**EXERCISE DIRECTIONS:** The required output is every line from the beginning of the entries below through the line that includes "According to request", copied exactly.

**THE DATA:**
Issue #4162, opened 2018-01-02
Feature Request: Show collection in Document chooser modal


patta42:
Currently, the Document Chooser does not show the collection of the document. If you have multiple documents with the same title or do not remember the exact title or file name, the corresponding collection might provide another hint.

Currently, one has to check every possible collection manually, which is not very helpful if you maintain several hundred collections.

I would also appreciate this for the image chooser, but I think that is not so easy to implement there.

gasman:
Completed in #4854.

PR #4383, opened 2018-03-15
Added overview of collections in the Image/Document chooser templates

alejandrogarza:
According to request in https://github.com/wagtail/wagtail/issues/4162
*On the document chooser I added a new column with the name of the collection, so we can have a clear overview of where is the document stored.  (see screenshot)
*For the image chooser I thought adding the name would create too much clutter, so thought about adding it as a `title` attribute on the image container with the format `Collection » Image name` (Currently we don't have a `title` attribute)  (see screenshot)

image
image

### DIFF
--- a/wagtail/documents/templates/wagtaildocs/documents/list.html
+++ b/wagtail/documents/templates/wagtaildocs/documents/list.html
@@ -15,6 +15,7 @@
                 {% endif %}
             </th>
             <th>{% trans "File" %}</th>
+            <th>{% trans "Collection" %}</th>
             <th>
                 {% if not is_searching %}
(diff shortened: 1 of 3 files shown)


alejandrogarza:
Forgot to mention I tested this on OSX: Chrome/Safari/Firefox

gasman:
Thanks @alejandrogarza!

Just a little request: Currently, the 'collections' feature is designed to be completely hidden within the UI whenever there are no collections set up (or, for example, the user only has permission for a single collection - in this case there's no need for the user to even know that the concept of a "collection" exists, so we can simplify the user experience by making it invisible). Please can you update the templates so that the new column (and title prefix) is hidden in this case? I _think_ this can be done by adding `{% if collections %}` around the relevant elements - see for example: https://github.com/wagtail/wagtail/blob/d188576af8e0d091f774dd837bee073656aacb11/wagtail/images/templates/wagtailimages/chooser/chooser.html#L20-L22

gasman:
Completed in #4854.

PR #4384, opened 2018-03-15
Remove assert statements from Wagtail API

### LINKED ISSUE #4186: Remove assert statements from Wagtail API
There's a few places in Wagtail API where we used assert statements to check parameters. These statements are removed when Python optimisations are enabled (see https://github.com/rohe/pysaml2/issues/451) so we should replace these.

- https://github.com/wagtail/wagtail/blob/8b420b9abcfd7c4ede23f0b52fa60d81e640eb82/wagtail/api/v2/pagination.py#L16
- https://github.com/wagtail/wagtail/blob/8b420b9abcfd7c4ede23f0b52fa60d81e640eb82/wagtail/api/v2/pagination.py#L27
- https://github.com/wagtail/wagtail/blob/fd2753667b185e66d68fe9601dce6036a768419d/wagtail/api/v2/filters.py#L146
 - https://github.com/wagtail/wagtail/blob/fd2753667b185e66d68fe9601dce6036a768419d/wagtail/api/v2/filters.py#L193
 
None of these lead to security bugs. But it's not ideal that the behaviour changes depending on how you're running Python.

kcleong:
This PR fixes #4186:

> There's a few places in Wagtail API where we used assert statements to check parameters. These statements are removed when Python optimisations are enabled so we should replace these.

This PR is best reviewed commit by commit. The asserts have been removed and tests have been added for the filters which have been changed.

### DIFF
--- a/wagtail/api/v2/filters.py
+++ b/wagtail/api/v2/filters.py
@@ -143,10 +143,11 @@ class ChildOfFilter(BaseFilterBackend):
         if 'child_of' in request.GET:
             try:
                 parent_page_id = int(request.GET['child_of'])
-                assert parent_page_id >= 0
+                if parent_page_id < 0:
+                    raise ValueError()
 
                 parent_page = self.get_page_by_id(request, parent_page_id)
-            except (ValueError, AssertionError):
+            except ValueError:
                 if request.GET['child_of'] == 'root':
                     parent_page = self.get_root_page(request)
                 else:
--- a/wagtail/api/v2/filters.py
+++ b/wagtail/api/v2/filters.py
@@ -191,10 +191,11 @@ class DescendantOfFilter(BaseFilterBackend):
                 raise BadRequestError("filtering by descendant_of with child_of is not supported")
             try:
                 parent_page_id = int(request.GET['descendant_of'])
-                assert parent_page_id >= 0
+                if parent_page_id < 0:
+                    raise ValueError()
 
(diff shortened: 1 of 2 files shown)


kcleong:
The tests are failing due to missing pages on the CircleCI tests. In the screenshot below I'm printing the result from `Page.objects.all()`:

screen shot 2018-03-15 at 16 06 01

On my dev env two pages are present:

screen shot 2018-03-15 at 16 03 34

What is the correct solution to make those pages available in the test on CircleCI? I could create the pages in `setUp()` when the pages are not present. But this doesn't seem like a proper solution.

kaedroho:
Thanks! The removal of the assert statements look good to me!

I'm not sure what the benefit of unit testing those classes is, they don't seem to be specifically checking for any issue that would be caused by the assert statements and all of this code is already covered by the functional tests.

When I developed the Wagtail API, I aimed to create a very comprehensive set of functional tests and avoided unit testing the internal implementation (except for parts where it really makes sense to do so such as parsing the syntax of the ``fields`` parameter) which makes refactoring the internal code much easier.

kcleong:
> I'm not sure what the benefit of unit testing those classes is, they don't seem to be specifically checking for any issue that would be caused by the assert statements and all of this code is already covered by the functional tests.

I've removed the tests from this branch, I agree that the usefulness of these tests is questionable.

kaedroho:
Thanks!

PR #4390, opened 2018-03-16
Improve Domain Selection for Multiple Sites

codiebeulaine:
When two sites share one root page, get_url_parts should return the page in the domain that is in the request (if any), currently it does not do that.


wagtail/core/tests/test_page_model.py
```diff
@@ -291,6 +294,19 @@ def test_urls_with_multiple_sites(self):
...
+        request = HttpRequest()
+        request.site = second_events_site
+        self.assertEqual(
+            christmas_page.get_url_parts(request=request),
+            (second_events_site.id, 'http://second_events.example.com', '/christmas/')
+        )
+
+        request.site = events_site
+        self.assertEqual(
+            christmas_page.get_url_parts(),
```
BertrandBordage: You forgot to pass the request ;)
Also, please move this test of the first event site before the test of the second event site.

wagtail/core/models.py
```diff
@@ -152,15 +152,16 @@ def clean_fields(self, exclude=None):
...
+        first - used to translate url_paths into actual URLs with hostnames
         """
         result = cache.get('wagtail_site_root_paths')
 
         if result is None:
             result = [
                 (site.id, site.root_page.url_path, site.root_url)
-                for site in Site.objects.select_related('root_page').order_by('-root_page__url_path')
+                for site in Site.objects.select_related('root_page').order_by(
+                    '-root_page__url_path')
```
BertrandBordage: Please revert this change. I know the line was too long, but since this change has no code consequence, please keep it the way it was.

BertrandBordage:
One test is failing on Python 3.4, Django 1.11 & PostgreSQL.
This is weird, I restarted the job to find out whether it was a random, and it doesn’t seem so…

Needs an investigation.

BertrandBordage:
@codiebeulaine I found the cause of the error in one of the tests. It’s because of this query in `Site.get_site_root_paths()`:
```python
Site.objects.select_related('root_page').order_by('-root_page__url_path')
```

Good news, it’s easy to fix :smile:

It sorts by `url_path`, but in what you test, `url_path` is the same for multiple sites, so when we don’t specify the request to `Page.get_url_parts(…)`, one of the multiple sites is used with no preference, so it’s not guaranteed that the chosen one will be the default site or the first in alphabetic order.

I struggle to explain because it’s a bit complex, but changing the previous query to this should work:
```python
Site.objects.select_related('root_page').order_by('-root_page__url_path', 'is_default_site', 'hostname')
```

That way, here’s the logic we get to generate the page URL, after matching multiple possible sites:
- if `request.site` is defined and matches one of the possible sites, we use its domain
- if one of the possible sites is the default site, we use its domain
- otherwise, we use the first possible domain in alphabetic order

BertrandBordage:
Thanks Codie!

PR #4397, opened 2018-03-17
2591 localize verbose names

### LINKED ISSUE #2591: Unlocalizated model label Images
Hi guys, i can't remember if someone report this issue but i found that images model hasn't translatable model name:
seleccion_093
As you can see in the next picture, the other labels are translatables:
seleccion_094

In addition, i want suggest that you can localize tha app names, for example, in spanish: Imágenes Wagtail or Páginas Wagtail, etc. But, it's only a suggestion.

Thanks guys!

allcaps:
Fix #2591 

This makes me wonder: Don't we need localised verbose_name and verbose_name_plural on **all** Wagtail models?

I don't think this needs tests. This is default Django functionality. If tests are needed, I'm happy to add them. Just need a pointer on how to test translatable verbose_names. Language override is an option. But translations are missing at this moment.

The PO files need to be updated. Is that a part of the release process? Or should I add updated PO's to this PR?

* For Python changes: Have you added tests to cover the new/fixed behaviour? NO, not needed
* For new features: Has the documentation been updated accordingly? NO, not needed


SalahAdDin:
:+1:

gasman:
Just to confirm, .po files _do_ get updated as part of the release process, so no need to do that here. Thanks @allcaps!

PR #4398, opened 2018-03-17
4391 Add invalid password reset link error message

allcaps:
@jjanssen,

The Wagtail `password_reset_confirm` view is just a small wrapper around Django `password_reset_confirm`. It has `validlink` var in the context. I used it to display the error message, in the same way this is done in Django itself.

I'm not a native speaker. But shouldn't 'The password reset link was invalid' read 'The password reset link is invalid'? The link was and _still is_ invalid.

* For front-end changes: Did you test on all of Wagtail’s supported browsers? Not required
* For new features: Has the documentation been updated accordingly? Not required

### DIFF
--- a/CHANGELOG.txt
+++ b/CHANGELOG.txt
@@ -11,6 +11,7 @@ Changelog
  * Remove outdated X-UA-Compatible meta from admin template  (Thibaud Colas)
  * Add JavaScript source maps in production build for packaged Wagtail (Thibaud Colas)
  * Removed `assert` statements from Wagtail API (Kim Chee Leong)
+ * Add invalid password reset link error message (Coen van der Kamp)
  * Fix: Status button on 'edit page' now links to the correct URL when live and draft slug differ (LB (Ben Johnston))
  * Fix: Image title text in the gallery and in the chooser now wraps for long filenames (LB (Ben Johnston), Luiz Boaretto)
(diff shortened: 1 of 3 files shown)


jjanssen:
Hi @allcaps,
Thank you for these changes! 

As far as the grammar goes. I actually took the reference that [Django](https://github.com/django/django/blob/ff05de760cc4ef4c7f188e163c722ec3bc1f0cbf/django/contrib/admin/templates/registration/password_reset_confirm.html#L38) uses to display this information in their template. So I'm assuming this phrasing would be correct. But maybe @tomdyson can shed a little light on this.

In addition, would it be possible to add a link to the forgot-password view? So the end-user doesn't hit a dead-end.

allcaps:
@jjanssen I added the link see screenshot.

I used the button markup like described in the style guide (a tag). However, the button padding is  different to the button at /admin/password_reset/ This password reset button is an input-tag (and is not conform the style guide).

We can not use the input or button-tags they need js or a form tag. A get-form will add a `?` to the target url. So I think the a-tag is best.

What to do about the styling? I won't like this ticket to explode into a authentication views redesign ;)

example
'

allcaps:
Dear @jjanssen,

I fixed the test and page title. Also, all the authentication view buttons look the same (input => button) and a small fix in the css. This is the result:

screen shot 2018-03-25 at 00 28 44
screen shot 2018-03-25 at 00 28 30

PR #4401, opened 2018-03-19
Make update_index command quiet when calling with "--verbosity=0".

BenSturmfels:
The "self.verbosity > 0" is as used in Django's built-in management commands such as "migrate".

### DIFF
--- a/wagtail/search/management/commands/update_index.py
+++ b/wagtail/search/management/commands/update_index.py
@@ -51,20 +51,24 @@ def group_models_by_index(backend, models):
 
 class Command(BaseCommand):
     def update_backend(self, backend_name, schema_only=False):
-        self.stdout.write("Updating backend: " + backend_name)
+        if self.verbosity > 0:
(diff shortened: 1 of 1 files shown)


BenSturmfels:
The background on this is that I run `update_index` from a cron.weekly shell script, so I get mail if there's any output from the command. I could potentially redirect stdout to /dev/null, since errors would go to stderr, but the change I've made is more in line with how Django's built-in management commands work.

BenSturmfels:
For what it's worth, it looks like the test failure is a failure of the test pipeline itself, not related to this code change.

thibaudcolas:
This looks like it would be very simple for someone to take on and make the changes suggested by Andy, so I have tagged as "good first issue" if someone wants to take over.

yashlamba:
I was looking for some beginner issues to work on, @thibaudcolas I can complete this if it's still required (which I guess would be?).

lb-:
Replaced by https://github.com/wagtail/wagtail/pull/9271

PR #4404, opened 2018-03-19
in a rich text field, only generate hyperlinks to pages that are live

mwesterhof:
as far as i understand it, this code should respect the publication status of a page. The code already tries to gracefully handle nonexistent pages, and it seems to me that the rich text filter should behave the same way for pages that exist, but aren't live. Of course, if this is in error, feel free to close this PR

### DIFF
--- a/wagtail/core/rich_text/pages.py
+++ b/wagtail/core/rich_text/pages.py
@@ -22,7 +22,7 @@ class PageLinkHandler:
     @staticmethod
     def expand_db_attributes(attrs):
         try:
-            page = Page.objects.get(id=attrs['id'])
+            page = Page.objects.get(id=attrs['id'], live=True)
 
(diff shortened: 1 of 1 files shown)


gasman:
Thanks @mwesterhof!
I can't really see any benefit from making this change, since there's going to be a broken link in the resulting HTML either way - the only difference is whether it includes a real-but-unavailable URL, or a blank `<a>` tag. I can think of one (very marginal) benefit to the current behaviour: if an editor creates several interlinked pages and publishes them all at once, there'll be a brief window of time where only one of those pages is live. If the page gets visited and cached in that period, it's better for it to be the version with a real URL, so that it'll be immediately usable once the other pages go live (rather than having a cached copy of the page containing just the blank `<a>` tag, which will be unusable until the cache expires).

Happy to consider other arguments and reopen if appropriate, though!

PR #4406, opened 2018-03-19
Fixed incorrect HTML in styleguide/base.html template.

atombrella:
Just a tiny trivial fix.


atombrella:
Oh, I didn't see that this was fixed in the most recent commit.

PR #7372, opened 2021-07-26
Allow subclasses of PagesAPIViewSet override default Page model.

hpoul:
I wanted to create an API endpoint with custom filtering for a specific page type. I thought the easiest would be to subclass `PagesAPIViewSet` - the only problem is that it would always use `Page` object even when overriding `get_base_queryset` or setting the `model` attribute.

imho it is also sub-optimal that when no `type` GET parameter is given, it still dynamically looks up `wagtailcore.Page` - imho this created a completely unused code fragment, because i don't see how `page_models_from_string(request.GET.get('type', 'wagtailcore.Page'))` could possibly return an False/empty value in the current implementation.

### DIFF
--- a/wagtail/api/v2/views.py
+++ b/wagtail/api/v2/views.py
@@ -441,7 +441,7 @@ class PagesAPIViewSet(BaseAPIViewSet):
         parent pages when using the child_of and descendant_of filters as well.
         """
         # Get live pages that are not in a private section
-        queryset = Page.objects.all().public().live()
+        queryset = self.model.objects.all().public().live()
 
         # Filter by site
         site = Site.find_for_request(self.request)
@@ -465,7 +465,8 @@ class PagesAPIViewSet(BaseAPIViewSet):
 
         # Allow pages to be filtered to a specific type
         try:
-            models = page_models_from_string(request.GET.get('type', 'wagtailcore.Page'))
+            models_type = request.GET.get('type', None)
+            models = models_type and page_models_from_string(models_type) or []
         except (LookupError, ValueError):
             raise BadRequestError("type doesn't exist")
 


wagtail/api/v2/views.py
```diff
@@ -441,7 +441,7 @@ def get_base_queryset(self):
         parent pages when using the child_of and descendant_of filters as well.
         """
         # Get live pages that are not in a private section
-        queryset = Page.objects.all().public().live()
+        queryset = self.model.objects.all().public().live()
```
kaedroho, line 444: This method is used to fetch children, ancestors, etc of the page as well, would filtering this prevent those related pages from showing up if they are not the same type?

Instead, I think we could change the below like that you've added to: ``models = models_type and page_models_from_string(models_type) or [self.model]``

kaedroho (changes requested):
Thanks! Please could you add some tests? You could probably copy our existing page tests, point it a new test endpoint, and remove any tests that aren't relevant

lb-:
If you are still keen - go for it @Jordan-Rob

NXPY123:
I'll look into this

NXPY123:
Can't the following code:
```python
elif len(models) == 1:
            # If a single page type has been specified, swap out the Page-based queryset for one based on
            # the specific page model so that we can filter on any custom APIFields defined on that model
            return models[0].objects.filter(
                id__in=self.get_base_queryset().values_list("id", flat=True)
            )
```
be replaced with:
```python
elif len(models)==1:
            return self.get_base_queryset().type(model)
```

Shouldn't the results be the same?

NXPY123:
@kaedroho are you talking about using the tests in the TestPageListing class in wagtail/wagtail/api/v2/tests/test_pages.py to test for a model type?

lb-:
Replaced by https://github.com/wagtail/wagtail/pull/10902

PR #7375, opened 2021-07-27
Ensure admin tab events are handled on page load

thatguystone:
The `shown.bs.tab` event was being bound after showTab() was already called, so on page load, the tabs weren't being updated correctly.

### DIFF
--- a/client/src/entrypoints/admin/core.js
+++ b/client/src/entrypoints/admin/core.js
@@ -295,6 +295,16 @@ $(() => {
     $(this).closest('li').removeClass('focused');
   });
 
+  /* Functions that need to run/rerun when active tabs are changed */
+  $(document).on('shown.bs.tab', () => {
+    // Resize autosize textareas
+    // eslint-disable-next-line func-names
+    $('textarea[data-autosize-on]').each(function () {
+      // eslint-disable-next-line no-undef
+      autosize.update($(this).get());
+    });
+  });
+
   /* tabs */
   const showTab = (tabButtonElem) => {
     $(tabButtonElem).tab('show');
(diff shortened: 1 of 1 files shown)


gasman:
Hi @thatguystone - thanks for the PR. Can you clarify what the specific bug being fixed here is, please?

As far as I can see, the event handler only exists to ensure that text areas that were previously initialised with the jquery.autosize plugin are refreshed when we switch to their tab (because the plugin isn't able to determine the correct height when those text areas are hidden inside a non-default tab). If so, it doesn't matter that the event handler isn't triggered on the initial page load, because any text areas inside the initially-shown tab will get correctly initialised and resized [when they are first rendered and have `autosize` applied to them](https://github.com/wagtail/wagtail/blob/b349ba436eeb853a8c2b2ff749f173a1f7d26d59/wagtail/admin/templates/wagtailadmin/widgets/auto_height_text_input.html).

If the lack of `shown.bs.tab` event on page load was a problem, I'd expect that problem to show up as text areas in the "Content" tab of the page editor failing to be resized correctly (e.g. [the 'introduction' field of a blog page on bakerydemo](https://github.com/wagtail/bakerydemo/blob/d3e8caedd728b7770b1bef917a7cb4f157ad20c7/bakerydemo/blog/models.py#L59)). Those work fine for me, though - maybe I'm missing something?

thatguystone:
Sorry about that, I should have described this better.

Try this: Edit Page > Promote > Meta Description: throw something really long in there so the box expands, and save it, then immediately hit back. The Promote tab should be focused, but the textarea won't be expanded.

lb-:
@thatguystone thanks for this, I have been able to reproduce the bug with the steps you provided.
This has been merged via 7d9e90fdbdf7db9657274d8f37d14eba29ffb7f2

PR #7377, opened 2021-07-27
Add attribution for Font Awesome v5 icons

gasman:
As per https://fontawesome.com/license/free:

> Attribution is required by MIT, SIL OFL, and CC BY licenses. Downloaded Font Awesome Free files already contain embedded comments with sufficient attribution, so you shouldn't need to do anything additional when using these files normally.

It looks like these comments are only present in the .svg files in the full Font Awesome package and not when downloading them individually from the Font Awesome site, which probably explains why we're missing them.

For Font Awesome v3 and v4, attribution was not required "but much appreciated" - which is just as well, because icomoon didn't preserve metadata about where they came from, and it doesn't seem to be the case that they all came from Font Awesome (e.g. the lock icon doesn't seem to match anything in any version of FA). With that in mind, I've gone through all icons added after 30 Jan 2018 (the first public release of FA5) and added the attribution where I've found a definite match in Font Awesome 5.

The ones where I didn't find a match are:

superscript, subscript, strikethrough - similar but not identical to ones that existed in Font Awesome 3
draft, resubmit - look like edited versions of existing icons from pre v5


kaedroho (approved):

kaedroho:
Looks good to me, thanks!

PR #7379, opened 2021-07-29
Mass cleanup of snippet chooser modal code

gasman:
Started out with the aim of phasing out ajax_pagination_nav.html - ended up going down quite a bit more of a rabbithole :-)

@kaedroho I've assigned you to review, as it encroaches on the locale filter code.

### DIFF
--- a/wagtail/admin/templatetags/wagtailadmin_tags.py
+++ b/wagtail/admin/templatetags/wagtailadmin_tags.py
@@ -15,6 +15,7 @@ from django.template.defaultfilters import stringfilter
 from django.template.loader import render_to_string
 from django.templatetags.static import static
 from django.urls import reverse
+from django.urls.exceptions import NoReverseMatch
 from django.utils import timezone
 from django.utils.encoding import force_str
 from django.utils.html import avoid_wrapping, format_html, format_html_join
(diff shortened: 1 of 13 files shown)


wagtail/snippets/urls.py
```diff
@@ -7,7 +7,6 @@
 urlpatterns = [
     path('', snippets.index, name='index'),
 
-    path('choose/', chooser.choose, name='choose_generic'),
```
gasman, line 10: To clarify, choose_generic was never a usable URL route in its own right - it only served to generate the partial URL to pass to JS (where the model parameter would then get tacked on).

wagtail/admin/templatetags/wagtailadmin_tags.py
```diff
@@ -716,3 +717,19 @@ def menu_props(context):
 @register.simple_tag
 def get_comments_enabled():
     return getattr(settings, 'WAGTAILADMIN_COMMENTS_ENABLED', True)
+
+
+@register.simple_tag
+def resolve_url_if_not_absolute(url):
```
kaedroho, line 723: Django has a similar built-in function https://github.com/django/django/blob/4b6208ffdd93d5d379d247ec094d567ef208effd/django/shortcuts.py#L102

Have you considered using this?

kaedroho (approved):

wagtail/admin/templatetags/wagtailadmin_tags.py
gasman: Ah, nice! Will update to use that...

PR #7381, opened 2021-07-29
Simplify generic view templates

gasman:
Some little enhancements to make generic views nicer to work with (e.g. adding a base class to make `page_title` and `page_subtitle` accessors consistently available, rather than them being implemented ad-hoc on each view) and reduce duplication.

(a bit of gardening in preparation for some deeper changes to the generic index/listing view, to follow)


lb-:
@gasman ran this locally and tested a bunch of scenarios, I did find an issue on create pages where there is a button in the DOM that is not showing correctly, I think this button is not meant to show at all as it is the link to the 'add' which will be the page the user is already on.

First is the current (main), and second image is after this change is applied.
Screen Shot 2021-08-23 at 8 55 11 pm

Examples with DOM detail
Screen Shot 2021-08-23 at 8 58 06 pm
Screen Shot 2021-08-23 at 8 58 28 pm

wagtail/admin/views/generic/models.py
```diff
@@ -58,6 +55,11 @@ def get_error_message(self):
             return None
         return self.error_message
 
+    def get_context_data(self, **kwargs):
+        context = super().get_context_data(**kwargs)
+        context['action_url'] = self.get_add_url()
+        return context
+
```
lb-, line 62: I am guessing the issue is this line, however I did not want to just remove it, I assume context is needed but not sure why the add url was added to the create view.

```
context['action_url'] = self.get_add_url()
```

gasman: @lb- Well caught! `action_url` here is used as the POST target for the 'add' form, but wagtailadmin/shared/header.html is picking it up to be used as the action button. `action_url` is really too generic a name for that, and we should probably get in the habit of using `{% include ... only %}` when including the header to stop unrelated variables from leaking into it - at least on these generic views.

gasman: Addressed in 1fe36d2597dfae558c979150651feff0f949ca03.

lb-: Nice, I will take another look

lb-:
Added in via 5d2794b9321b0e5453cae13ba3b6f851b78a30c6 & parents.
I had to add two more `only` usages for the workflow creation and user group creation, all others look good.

**RESPONSE TO THIS EXERCISE:**
Issue #4162, opened 2018-01-02
Feature Request: Show collection in Document chooser modal


patta42:
Currently, the Document Chooser does not show the collection of the document. If you have multiple documents with the same title or do not remember the exact title or file name, the corresponding collection might provide another hint.

Currently, one has to check every possible collection manually, which is not very helpful if you maintain several hundred collections.

I would also appreciate this for the image chooser, but I think that is not so easy to implement there.

gasman:
Completed in #4854.

PR #4383, opened 2018-03-15
Added overview of collections in the Image/Document chooser templates

alejandrogarza:
According to request in https://github.com/wagtail/wagtail/issues/4162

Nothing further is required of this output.